As shock and outrage grows over the recent violent gang rape of 16-year-old Brazilian girl, Brazil’s fight to protect women is gaining critical momentum. But beyond the protests and lawmaking, community leaders across the country are creating safe spaces for women in their own neighborhoods.
Tuany Nascimento, 22, founded Na Ponte Dos Pe (On Our Tiptoes), a ballet school that serves as a community space for young girls in the favelas of Complexo do Alemão in Rio De Janiero. Nascimento, a ballet dancer and student at Celso Lisboa college, teaches the ballet classes in a cramped sports court with only one ballet barre.

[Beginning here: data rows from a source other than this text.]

PR #690, opened 2020-06-03
RMB-636 - Support PATCH requests

psmagin:


psmagin:
I created Jira for okapi support https://issues.folio.org/browse/RMB-636. Should I make changes in code and create PR also?

julianladisch:
It will speed things up if you create the Okapi PR as well.

domain-models-runtime-it/src/main/java/org/folio/rest/impl/MyitemsApi.java
```diff
@@ -49,4 +49,11 @@ public void putMyitemsByMyitemId(String id, String lang, Myitem entity, Map<Stri
     PgUtil.put(TABLE, entity, id, okapiHeaders, vertxContext,
         PutMyitemsByMyitemIdResponse.class, asyncResultHandler);
   }
+
+  @Override
+  public void patchMyitemsByMyitemId(String id, Myitem entity, Map<String, String> okapiHeaders,
+                                     Handler<AsyncResult<Response>> asyncResultHandler, Context vertxContext) {
+    PgUtil.put(TABLE, entity, id, okapiHeaders, vertxContext,
```
grabsefx, line 56: As far as I understand PgUtil.put method will completely overwrite an existing record. Probably it is needed to implement new PgUtil.patch(...) method. Please, correct me if I wrong.

julianladisch: This issue and PR is about RAML and RestVerticle only.
This is needed for https://issues.folio.org/browse/MODKBEKBJ-447 .
Adding PATCH support in PostgresClient or PgUtil is out of scope.

domain-models-runtime-it/src/main/java/org/folio/rest/impl/MyitemsApi.java
```diff
@@ -49,4 +49,11 @@ public void putMyitemsByMyitemId(String id, String lang, Myitem entity, Map<Stri
     PgUtil.put(TABLE, entity, id, okapiHeaders, vertxContext,
         PutMyitemsByMyitemIdResponse.class, asyncResultHandler);
   }
+
+  @Override
+  public void patchMyitemsByMyitemId(String id, Myitem entity, Map<String, String> okapiHeaders,
+                                     Handler<AsyncResult<Response>> asyncResultHandler, Context vertxContext) {
```
julianladisch, line 55:
```suggestion
                                     Handler<AsyncResult<Response>> asyncResultHandler, Context vertxContext) {
    // We test PATCH support of RAML and RestVerticle only.
    // PgUtil doesn't support patch yet, so we use put for the time being.
```

domain-models-runtime-it/src/main/java/org/folio/rest/impl/MyitemsApi.java
psmagin: The main goal of this PR is to have RMB ability to process PATCH requests. 

`MyItemApi` is using only for test purposes. 
I think that implementing PgUtil.patch(...) is out of scope. If you think that this method is needed than I can create a Jira ticket for it.

hjiebsco: It would be nice to add a comment in the code about using PgUtil.put to cover patch method for the time being.

domain-models-runtime-it/ramls/myitems.raml
```diff
@@ -44,6 +44,13 @@ resourceTypes:
       collection-item:
         exampleItem: !include examples/myitem.json
         schema: myitem
+    patch:
+      body:
+        application/json:
+          type: myitem
+      responses:
+        204:
+          description: Accepted
```
hjiebsco, line 53: I noticed there is no PUT or DELETE defined here. I am curious why adding PATCH would make a real difference?

psmagin: For PUT and DELETE respond common ResourceType from raml-util https://github.com/folio-org/raml-module-builder/blob/c3398f318548f22f460ee0840279fd07b5ce817a/domain-models-runtime-it/ramls/myitems.raml#L23

domain-models-runtime-it/src/main/java/org/folio/rest/impl/MyitemsApi.java
psmagin: @hjiebsco 
Comment was added

domain-models-runtime-it/ramls/myitems.raml
hjiebsco: I see. Should Patch be added to item-collection.raml then?

julianladisch: There are other tests for PUT and DELETE.
DELETE does not have a body and therefore doesn't need the body handler, PUT already has the body handler, and this PR adds PATCH for the body handler: https://github.com/folio-org/raml-module-builder/blob/960bc78bc74079ae2e1a339063ac6e06b4d06301/domain-models-runtime/src/main/java/org/folio/rest/RestVerticle.java#L251-L265
If you comment out the line
`router.patch().handler(handler);`
the unit test MyitemsApiTest.patch will fail because the body is null:
```
java.lang.IllegalArgumentException: HV000116: The object to be validated must not be null.
        at org.hibernate.validator.internal.util.Contracts.assertNotNull(Contracts.java:41)
        at org.hibernate.validator.internal.engine.ValidatorImpl.validate(ValidatorImpl.java:190)
        at org.folio.rest.RestVerticle.isValidRequest(RestVerticle.java:1444)
```

hjiebsco: Thanks. So if I understand the PR correctly, it is about `router.patch().handler(handler);`. If a module wants to use PATCH, it has to define it just like `myitems.raml`. There is no plan to make PATCH into a reusable raml file like `item-collection.raml` yet.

The girls, whose ages range from 4 to 17, can pirouette and plié as long as they show their report card to Nascimento.

“Once you are here, you have rules, you have discipline, you have challenges—all are things that you are going to find in your life. I will not have 49 ballerinas. If I have one, marvelous! But let’s have 49 girls who have an educated mind and are looking for a better future, where they know they have options. The majority think: I’m going to get a job near my home, then I’ll be a mother. They don’t leave the walls of the community. I want to show them that the world is large and that there’s a chance for everybody,” says Nascimento in an interview with Marie Claire.

In October of 2013, the ballet school received funding from the President of CEASA-Central State Supply of Rio de Janeiro S/A. Clothes and ballet slippers were included in this package, but renovations for the sports room have yet to be passed.